MAPEI : quand un conflit de travail dégénère

2012/12/18 | Par Maude Messier

Les 115 travailleurs de l’usine MAPEI de Laval sont sans contrat de travail depuis le 31 décembre 2011. Au terme de plusieurs mois de négociations, les syndiqués ont déclenché la grève le 4 mai dernier.

Dans un ultime effort pour régler le conflit avant les Fêtes, les parties se rencontrent ce lundi et mardi.

Pour le président du Syndicat des salariés des produits de céramique et autres (CSN), Éric Caron, ce conflit de travail n’aurait jamais dû s’éterniser de la sorte. Dans un entretien avec l’aut’journal, il explique que les relations de travail, déjà tendues avant même le début des négociations, se sont envenimées au cours des dernières semaines. Les parties s’accusent d’ailleurs mutuellement de mauvaise foi sur la place publique.

Pour Éric Caron, il faut considérer ce conflit en deux temps : avant et après le déclenchement de la grève. « Les clauses normatives étaient pratiquement réglées. Mais l’employeur ne déposait pas de propositions monétaires. Sans ça, on n’avançait à rien. » Pour faire bouger l’employeur, les syndiqués ont déclenché la grève.

« Il faut comprendre qu’à ce moment-là, quoiqu’en dise la direction de l’usine, les relations étaient tendues. Ils nous menaçaient de lock-out. C’est facile de revenir là-dessus après, mais nous, on pense que c’était la chose à faire. »

Pour le syndicaliste, la suite des choses prend des airs de vengeance. « C’est clair qu’ils nous essaient. Nous sommes tous nouveaux sur l’exécutif; l’ancien président et l’ancien trésorier étaient là depuis 20 ans. »

Éric Caron explique que les négociations se sont poursuivies pendant la grève et que les parties étaient très près d’arriver à une entente au début du mois de septembre. « On pensait vraiment s’entendre, il ne manquait pas grand chose sur le monétaire. »

Pourtant, l’employeur a fait volte-face, se présentant à la table avec de nouvelles demandes. « Ils sont revenus sur ce qui avait déjà été réglé, dont l’ancienneté. »

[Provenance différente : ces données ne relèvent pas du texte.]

PR #366, opened 2016-01-19
Make strings explicitly unicode

Youwotma:
Several Travis python2 test were failing (https://travis-ci.org/scrapinghub/splash/jobs/103174284#L1967) and if using splash with python2 you would get UnicodeDecodeErrors when trying to run JavaScript with Unicode characters.


kmike:
Thanks! Too bad 2.x tests hang on Travis.

PR #571, opened 2017-03-03
update psutil and pillow in Docker image

kmike:


kmike:
Pillow is updated in https://github.com/scrapinghub/splash/pull/861.

PR #588, opened 2017-03-31
Submit UI form in new tab

gabrii:
I think this way is better, otherwise the current script gets lost after submit.


gabrii:
Sorry, I forgot to update my fork. Will fix pull request later today.

kmike:
I'm not sure I follow - for me the script is preserved in the editor after submitting. Is it not the case for you? Are there JS error logs in the console?

PR #589, opened 2017-03-31
Added code snippet to explain how to use splash behind proxy

rava-dosa:


splash/examples/proxyEg.lua
```diff
@@ -0,0 +1,19 @@
+function main(splash)
```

Dans un communiqué publié le 19 novembre, la direction de l’usine de Laval soutient que « l'ancienneté n'est aucunement remise en cause dans la proposition patronale », ajoutant plus loin qu’« il est essentiel pour nous que les dirigeants locaux comprennent les préoccupations de l'employeur sur l'article des mouvements de personnel ».

Le syndicat ne l’entend pas ainsi. « Dans les nouveaux textes, c’est indiqué ‘’quand l’employeur juge à propos’’. Ils veulent pouvoir déplacer la main-d’œuvre comme ils veulent, avec un droit de gérance comme s’il n’y avait pas de syndicat. »

Éric Caron est catégorique : les clauses d’ancienneté et de droit de rappel sont non négociables pour ses membres, qui tiennent à ces principes parce qu’ils sont des régulateurs dans l’usine et qu’ils assurent un minimum d’équité et des relations de travail justes.


Au cœur du conflit… une histoire de concessions

Toutes les offres patronales ont été rejetées dans de très fortes proportions par les membres. « Je vous le dis, ma lecture de ça, c’est qu’ils [la direction de MAPEI Laval] ne la prennent pas, la grève. Ça ressemble à une vengeance, comme s’ils voulaient nous faire payer. »

Le syndicat n’aurait-il pas aussi sa part de responsabilités dans ce conflit qui tourne à vide? « Je vois mal comment on pourrait dire ça. Ils nous ont menacés de lock-out depuis le début des négociations. On a reçu des injonctions et toute la gomme. Ils ont congédié 43 permanents qui avaient jusqu’à dix ans d’ancienneté, ils sabotent le droit de rappel, s’attaquent à l’ancienneté et là, ils nous menacent de carrément fermer l’usine. »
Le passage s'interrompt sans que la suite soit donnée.